Random Forest Result: Test Dataset
Random Forest Result: Test DatasetΒΆ
In this section, we will see the performance of our trained random forest model using the test dataset.
from sklearn.ensemble import RandomForestClassifier
import matplotlib.pyplot as plt
from sklearn.metrics import confusion_matrix, ConfusionMatrixDisplay
from sklearn.metrics import classification_report
import numpy as np
import pandas as pd
import pickle
---------------------------------------------------------------------------
ModuleNotFoundError Traceback (most recent call last)
Cell In[1], line 1
----> 1 from sklearn.ensemble import RandomForestClassifier
2 import matplotlib.pyplot as plt
3 from sklearn.metrics import confusion_matrix, ConfusionMatrixDisplay
ModuleNotFoundError: No module named 'sklearn'
feature_matrix_test = pd.read_csv("./data/final_feature_matrix_test.csv", index_col = 0)
X = feature_matrix_test.drop("fraudulent", axis = 1).values
y = feature_matrix_test.fraudulent.values
with open('./pickle/rf_model.pkl', 'rb') as f:
rf_model = pickle.load(f)
y_predict =rf_model.predict(X)
cm = confusion_matrix(y, y_predict, labels=rf_model.classes_)

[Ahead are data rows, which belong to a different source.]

PR #76, opened 2022-12-19
FS-2024 Secure commenter routes

harryyo:
### Added global authorisation functionality via before_request function

- Ensures that all routes are protected by default via new `ensure_minimum_required_roles()` before_request function, declared in create_app factory. This ensures that all visitors have a valid signed jwt in their fsd_user_token cookie, with at least a "Commenter" role.
- Unauthenticated users are redirected from all routes to the "/" route, where they are asked to sign in
- Authenticated users with at least a "Commenter" role are redirected from "/" to "/assess/landing"
- Authenticated users with no "Commenter" role are redirected to the authenticator "roles error" message page.
- Team dashboard view has added placeholder logic to demonstrate user display logic is working as expected
- TestAuthorisation tests added

Also
- Pre-commit linting run which has created some minor layout changes in other files
- `|int|round` filter added to [application_overviews_table.html](https://github.com/communitiesuk/funding-service-design-assessment/compare/fs-2024-secure-commenter-routes?expand=1#diff-77349282b99fb3e3a91dad917986318473a6337dca09a2d84196cdee5cd0ff27) to ensure that value passed to string formatter is always a float - as this was causing a pytest error


app/create_app.py
```diff
@@ -114,6 +118,34 @@ def inject_global_constants():
         health = Healthcheck(flask_app)
         health.add_check(FlaskRunningChecker())
 
+        @flask_app.before_request
```
tferns, line 121: Beautiful!

tferns (approved):
Harry this is beautiful. couldn't spot anything to suggest!

tests/test_authorisation.py
```diff
@@ -0,0 +1,171 @@
...
+from tests.conftest import test_lead_assessor_claims
+from tests.conftest import test_roleless_user_claims
+
+
+class TestAuthorisation:
+    def test_any_unauthorised_route_redirects_to_home(self, flask_test_client):
+        """
+        GIVEN an unauthorised user
+        WHEN the user tries to access any route
+        THEN tne user is redirected to the "/" root
```
Adam-W1, line 14: lovely tests 👍  👏 
typo here on 'tne'

tests/conftest.py
```diff
@@ -54,15 +109,28 @@ def app():
...
+
+
+@pytest.fixture(scope="function")
+def flask_test_client():
+    valid_user_token = create_valid_token()
+    return next(_flask_test_client(user_token=valid_user_token))
+
+
+@pytest.fixture(scope="function")
+def flask_test_client_invalid_token():
```
Adam-W1, line 131: do we use this anywhere?

tests/test_authorisation.py
harryyo: Ah great spot! That's about a 1.5 pixel difference between n and h!

tests/conftest.py
harryyo: Ah meant to add a test for this. I've now added an additional test but removed this fixture and just updated the cookie in the test when it's called instead 👍

app/create_app.py
harryyo: Luckily someone made the before_request decorator for me...!

Adam-W1 (approved):
looks great Harry 🔥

disp = ConfusionMatrixDisplay(confusion_matrix=cm, display_labels=rf_model.classes_)
disp.plot()
<sklearn.metrics._plot.confusion_matrix.ConfusionMatrixDisplay at 0x1e3df417dc0>

print(classification_report(y, y_predict))
precision recall f1-score support
0 0.98 1.00 0.99 3403
1 0.96 0.64 0.77 173
accuracy 0.98 3576
macro avg 0.97 0.82 0.88 3576
weighted avg 0.98 0.98 0.98 3576
The performance of the random forest model on the test set seems adequate. Compared to the previous work, we see an improvement in accuracy (97.4% to 98.1%) but a drawback in recall rate (67% to 64%).